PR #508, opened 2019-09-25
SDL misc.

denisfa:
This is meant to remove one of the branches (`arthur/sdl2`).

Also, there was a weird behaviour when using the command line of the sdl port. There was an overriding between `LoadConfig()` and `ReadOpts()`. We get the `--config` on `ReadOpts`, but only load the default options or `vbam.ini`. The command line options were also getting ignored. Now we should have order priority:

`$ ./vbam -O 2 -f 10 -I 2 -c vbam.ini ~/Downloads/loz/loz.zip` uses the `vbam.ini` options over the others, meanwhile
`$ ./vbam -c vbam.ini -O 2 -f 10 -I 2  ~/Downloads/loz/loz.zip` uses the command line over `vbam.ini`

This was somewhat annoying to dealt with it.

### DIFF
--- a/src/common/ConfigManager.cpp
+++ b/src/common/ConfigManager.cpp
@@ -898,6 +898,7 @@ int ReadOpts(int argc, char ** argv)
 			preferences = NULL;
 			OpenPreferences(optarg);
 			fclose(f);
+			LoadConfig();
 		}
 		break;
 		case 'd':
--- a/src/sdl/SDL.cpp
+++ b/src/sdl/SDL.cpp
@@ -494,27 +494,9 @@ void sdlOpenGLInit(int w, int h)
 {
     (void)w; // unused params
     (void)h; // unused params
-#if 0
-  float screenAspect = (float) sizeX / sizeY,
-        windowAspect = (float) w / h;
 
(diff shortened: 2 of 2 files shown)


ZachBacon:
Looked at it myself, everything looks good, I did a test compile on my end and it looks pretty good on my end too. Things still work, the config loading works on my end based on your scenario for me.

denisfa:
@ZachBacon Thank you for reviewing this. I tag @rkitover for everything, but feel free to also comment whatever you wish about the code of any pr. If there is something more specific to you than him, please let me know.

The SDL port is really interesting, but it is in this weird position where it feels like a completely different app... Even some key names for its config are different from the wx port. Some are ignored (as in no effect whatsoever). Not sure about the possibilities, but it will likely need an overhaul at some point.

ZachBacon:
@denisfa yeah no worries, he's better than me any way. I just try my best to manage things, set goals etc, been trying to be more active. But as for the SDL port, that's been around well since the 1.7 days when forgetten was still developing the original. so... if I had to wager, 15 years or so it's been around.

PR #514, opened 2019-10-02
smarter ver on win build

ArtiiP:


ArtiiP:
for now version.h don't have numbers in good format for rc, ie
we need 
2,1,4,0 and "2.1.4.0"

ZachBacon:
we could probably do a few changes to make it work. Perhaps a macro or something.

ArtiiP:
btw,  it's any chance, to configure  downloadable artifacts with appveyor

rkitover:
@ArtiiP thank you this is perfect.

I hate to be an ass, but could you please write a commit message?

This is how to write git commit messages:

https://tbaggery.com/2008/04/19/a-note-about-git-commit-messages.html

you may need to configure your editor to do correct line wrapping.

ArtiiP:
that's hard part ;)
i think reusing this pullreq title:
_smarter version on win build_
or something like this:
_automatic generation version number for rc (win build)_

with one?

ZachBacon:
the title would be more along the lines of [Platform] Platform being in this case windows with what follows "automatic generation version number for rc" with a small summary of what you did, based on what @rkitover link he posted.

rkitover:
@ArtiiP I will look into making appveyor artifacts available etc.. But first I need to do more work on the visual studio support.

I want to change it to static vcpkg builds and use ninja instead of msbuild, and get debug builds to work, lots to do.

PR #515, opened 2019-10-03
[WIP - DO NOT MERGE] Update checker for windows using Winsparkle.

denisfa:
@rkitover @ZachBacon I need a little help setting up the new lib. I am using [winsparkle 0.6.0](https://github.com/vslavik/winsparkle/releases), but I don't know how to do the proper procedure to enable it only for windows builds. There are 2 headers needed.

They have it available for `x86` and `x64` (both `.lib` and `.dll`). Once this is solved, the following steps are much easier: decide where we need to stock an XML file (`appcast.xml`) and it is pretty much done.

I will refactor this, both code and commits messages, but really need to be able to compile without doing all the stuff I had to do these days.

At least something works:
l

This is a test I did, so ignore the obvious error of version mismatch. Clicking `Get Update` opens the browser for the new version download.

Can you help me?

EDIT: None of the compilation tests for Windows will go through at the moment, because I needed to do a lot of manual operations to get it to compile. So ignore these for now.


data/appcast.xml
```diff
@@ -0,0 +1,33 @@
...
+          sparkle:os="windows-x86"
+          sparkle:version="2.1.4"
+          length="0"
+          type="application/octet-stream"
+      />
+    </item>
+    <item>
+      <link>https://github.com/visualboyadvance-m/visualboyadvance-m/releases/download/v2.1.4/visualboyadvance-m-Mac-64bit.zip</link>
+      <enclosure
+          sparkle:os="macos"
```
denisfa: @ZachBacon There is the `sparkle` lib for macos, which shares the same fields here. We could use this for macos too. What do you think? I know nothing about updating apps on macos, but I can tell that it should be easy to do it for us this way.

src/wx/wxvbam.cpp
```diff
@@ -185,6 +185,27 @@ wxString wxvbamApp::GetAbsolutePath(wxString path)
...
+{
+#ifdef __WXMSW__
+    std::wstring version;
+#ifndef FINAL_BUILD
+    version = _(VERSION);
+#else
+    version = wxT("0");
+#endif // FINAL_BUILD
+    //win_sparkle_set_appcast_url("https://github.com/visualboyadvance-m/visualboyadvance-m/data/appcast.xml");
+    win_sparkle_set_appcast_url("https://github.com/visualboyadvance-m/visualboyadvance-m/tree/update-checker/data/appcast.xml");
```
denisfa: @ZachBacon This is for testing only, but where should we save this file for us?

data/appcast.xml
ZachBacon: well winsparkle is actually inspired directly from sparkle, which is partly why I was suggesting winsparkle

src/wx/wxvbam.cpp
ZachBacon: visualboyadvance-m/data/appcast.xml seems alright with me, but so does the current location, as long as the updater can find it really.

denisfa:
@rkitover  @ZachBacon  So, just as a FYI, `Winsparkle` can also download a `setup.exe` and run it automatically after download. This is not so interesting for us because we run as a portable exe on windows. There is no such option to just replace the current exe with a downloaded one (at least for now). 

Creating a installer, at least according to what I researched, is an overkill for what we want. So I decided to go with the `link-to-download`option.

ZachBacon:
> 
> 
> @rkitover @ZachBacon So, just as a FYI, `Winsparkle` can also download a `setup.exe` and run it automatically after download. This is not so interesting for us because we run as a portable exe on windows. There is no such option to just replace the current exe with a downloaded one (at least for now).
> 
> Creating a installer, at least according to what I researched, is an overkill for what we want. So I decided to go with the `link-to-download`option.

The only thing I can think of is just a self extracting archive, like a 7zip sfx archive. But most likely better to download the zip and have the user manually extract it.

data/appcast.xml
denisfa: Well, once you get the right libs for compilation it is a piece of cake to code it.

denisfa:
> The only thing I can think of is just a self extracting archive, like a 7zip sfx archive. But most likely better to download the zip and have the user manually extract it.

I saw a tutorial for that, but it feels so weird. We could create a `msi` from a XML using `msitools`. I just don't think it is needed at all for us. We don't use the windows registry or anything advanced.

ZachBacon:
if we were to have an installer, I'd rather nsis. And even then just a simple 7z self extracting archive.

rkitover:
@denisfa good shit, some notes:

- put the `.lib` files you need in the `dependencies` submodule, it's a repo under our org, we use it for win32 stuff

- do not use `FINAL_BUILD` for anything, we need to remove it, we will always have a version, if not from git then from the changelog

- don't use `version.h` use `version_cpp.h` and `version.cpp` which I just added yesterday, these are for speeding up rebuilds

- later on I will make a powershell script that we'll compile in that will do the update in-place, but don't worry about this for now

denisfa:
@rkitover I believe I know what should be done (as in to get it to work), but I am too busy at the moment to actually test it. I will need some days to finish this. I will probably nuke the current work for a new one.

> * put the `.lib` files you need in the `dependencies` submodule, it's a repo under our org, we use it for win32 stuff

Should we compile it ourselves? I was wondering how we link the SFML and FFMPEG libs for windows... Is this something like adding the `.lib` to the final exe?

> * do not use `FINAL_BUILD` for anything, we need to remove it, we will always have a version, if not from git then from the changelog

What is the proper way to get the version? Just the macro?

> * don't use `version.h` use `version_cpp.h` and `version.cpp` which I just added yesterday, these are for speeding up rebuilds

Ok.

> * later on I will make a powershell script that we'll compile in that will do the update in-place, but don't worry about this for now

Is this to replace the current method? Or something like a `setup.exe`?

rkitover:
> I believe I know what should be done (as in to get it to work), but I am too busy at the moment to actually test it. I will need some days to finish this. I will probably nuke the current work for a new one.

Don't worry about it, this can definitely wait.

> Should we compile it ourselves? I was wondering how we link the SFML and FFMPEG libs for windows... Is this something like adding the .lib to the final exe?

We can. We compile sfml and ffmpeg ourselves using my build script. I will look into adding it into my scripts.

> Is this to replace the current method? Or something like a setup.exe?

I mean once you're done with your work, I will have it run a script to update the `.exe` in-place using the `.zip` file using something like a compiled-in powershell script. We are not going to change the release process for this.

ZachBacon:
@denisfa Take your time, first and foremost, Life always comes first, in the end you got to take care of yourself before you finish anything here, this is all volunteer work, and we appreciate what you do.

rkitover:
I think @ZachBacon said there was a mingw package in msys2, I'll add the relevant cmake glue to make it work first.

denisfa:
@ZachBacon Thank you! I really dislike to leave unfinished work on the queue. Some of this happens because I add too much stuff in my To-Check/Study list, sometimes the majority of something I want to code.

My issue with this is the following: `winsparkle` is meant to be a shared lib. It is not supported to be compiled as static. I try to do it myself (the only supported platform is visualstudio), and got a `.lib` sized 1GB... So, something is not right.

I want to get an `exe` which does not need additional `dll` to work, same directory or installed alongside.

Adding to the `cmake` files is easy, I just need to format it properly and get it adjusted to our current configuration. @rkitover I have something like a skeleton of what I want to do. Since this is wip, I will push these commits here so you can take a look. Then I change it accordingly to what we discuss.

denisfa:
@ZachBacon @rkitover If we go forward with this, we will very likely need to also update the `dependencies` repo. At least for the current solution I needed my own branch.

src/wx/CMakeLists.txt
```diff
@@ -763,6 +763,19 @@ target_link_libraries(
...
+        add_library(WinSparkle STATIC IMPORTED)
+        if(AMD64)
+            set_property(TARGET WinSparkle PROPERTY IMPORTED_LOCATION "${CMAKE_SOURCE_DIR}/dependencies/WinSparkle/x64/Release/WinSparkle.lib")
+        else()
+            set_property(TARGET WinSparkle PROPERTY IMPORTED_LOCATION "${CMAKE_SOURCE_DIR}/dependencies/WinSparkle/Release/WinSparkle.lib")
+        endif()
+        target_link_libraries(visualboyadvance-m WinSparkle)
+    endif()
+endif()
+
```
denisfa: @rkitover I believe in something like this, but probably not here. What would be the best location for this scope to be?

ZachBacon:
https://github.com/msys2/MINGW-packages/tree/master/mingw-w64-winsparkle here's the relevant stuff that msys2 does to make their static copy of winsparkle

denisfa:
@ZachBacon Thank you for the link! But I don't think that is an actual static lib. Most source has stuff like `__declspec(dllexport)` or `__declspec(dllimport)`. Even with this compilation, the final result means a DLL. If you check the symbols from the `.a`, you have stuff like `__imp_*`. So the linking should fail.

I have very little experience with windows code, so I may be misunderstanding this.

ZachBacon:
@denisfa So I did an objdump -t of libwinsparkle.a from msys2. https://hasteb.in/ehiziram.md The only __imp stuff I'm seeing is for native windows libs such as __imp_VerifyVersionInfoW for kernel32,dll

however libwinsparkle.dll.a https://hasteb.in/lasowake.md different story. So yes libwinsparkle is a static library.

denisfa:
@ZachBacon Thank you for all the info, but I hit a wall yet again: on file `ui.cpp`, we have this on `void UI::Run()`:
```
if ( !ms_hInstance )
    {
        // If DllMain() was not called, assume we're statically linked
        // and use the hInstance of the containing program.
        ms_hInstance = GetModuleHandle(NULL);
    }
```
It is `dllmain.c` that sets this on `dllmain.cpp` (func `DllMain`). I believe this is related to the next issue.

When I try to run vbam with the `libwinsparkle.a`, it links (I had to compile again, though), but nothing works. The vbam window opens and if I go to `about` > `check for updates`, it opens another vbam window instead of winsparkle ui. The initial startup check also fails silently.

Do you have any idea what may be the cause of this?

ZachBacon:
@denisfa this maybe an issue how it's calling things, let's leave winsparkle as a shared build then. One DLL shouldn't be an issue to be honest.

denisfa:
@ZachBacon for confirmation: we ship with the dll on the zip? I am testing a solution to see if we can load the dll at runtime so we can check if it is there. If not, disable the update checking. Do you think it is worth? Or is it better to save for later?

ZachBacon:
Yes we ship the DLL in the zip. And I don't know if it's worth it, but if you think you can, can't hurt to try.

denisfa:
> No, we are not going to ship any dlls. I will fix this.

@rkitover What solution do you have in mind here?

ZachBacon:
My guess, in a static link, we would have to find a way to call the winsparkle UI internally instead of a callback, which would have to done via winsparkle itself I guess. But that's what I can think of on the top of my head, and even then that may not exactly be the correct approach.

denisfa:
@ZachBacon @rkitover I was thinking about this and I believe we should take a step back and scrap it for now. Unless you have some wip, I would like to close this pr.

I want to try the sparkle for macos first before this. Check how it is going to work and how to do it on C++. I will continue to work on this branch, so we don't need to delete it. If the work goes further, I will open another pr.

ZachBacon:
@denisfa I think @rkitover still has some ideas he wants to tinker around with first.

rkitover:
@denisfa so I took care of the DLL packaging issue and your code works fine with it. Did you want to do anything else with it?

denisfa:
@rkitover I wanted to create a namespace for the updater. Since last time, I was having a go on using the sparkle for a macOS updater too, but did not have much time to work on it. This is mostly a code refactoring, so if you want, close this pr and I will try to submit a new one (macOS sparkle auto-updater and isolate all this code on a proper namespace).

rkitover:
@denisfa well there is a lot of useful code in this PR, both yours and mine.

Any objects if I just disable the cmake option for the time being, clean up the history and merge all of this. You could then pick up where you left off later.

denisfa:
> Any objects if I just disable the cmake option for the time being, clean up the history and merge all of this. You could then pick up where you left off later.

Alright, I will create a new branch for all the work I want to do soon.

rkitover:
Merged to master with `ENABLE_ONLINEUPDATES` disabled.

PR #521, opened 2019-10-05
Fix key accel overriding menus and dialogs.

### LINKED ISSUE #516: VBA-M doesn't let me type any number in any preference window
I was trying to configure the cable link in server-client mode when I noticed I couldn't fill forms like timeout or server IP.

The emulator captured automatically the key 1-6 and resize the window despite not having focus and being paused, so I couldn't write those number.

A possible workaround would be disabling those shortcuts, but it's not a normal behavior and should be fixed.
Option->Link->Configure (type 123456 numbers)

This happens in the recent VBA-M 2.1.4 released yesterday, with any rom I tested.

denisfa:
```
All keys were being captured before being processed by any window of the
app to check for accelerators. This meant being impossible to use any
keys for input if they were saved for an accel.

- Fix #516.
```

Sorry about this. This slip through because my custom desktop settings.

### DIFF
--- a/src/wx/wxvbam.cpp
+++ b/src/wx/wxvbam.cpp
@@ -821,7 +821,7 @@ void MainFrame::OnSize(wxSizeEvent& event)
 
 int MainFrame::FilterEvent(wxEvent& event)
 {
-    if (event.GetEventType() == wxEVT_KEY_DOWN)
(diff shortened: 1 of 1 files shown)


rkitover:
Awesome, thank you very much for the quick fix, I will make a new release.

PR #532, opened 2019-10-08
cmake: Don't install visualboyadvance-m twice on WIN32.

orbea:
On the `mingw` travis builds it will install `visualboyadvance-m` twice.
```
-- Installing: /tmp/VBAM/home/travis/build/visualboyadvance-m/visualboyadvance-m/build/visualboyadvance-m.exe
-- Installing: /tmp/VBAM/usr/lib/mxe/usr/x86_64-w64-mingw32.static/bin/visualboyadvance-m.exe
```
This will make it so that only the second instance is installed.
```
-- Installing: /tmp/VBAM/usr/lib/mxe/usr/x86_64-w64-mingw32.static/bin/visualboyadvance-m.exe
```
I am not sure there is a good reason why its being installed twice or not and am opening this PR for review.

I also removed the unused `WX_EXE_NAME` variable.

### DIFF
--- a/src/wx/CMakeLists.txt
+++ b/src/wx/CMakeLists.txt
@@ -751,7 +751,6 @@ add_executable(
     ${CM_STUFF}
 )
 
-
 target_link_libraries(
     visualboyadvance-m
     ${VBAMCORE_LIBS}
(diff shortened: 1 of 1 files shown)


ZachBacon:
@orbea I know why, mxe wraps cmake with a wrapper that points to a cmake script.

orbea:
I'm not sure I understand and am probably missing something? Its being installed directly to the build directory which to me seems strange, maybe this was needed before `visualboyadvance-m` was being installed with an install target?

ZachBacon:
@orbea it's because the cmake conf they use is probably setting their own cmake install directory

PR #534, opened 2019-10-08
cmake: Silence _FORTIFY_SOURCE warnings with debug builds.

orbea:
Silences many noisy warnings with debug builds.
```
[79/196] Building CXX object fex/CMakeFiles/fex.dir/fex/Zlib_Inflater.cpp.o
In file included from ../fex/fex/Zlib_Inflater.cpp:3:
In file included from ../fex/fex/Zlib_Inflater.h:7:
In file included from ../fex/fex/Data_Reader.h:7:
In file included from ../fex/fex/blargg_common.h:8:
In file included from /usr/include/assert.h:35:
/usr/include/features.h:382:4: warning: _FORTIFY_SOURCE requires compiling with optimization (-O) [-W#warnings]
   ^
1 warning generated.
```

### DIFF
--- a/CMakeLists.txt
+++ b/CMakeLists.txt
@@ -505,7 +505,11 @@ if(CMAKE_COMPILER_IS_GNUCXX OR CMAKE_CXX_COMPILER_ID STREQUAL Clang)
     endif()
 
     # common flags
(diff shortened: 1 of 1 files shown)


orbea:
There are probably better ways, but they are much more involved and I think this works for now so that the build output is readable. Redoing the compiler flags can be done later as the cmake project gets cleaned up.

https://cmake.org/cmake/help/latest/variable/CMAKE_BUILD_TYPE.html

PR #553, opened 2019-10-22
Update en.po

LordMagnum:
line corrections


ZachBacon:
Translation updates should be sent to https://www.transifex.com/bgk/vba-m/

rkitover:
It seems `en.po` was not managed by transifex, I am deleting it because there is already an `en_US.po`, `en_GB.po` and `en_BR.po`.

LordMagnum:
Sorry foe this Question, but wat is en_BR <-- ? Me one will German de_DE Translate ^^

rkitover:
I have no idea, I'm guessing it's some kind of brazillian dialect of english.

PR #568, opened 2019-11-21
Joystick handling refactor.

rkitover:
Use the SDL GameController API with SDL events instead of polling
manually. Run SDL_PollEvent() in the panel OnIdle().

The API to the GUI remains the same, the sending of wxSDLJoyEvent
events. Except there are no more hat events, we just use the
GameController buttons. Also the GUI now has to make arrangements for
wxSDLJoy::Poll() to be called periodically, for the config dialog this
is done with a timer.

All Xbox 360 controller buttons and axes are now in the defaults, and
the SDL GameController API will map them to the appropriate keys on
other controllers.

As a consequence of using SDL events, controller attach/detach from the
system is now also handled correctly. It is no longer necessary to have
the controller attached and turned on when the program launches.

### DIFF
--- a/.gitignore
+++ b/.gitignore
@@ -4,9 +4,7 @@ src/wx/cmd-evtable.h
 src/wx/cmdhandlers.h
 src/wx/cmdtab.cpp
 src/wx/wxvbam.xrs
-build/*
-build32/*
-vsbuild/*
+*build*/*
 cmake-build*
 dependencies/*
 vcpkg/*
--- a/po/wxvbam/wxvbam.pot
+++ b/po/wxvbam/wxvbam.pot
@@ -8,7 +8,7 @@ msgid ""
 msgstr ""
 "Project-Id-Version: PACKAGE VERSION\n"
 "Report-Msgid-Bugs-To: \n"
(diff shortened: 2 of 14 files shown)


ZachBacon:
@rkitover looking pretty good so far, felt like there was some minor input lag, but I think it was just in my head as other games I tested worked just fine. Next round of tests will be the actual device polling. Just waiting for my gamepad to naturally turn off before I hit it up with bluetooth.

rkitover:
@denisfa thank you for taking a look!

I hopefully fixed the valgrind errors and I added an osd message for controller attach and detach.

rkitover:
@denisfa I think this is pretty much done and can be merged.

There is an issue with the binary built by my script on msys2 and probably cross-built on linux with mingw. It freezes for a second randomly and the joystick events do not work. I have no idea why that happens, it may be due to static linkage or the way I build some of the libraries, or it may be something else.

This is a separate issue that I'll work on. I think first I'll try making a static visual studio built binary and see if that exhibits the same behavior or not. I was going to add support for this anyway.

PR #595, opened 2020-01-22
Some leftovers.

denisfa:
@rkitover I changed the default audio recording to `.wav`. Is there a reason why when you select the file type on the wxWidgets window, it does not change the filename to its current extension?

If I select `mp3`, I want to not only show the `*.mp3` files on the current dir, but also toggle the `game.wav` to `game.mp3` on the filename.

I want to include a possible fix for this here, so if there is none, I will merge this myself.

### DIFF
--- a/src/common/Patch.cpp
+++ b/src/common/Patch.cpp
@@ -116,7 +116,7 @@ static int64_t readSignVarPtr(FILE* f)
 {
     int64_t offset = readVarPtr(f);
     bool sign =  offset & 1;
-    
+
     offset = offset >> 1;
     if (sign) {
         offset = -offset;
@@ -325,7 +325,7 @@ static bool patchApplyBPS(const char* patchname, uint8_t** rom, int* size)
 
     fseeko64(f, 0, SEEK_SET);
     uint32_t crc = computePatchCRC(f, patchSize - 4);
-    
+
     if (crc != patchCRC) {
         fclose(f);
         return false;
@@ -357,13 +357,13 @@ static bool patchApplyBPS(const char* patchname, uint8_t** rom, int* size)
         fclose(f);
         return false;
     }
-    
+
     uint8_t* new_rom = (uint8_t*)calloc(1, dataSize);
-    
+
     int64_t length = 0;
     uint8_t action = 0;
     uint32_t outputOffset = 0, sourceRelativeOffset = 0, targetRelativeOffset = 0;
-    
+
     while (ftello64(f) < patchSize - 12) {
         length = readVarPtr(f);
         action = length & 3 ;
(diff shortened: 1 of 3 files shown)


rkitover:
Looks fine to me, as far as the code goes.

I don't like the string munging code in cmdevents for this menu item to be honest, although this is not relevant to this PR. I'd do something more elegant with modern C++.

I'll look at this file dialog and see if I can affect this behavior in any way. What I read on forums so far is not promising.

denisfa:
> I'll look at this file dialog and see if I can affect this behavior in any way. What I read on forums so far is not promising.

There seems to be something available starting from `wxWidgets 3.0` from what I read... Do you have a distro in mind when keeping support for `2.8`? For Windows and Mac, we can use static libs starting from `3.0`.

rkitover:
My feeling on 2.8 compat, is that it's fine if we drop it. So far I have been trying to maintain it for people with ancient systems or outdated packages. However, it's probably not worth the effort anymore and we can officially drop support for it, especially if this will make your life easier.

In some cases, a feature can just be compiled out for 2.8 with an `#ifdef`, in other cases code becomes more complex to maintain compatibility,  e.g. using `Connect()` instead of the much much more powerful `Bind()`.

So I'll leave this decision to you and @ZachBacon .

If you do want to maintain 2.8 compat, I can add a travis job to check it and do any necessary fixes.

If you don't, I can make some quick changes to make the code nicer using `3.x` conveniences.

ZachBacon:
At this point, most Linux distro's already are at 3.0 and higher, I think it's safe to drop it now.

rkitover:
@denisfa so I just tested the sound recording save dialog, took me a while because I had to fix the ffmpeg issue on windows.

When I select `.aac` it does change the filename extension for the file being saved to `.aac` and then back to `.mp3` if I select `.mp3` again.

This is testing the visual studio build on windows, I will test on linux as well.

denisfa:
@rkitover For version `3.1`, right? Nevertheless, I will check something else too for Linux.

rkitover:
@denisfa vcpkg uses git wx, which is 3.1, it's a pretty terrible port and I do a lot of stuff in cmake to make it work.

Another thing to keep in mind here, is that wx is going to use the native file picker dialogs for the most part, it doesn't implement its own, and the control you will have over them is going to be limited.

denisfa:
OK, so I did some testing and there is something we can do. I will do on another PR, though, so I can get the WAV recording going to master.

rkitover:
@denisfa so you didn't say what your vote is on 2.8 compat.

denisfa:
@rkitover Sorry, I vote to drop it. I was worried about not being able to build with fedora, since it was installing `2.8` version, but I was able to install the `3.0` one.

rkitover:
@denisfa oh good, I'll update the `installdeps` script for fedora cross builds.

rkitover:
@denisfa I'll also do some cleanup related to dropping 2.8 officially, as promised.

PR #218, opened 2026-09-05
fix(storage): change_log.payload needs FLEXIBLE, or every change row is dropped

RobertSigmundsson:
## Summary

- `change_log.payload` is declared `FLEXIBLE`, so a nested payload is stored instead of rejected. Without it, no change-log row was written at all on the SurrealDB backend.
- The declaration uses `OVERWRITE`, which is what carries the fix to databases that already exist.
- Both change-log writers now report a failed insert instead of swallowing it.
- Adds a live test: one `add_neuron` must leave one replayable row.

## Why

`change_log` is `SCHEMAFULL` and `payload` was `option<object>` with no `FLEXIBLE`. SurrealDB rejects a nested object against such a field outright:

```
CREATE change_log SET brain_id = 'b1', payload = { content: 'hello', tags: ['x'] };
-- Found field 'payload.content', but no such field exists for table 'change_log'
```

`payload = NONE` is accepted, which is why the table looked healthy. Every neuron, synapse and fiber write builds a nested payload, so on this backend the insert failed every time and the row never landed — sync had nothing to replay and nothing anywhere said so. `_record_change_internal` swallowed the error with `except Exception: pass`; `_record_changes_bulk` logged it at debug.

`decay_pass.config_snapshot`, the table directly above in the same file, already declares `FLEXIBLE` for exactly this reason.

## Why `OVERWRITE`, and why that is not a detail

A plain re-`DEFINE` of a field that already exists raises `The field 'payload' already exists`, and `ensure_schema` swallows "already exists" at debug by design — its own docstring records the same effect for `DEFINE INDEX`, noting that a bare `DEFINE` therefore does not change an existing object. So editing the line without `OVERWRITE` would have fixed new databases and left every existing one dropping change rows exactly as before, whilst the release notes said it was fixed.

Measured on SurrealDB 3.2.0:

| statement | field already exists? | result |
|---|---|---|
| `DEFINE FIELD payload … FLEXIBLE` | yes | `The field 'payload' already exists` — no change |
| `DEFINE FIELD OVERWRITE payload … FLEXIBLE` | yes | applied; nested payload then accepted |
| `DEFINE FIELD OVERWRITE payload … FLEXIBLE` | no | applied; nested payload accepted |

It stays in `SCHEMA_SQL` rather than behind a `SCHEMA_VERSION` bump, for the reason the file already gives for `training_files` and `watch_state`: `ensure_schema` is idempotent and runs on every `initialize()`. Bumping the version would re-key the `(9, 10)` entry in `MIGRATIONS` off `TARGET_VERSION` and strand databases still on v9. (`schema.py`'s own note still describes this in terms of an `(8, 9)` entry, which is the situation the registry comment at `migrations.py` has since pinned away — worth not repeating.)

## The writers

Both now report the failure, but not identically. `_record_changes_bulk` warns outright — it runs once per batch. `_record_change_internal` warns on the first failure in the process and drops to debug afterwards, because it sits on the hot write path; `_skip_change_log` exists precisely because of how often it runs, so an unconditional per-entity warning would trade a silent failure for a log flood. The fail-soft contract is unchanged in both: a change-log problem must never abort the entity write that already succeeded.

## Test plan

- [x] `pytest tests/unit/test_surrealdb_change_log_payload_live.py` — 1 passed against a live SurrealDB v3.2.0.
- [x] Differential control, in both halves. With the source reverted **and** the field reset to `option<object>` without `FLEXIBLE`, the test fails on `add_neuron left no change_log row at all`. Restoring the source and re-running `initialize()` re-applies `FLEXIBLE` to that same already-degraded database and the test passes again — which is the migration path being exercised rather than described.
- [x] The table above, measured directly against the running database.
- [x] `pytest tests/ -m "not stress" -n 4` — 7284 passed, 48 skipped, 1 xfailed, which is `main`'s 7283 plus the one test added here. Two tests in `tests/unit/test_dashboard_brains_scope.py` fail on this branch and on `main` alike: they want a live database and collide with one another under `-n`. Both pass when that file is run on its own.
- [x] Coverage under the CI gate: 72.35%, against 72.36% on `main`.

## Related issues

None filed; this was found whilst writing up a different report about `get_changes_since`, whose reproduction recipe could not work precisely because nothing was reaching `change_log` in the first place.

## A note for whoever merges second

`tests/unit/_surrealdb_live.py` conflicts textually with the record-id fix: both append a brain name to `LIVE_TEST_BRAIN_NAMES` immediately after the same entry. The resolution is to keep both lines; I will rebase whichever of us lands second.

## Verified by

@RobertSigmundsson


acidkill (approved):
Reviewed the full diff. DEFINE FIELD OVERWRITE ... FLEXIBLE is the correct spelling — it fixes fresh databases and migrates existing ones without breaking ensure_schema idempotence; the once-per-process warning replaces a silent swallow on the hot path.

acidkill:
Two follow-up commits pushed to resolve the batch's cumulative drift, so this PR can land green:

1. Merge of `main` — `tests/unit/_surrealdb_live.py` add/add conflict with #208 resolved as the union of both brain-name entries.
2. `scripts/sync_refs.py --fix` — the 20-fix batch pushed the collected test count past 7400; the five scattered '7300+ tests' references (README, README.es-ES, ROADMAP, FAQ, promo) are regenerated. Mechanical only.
---*---
**Work order**:
Only the lines containing "archive" are needed; pull them out of the listing.

**Solved exercise**:
The only thing I can think of is just a self extracting archive, like a 7zip sfx archive. But most likely better to download the zip and have the user manually extract it.
> The only thing I can think of is just a self extracting archive, like a 7zip sfx archive. But most likely better to download the zip and have the user manually extract it.
if we were to have an installer, I'd rather nsis. And even then just a simple 7z self extracting archive.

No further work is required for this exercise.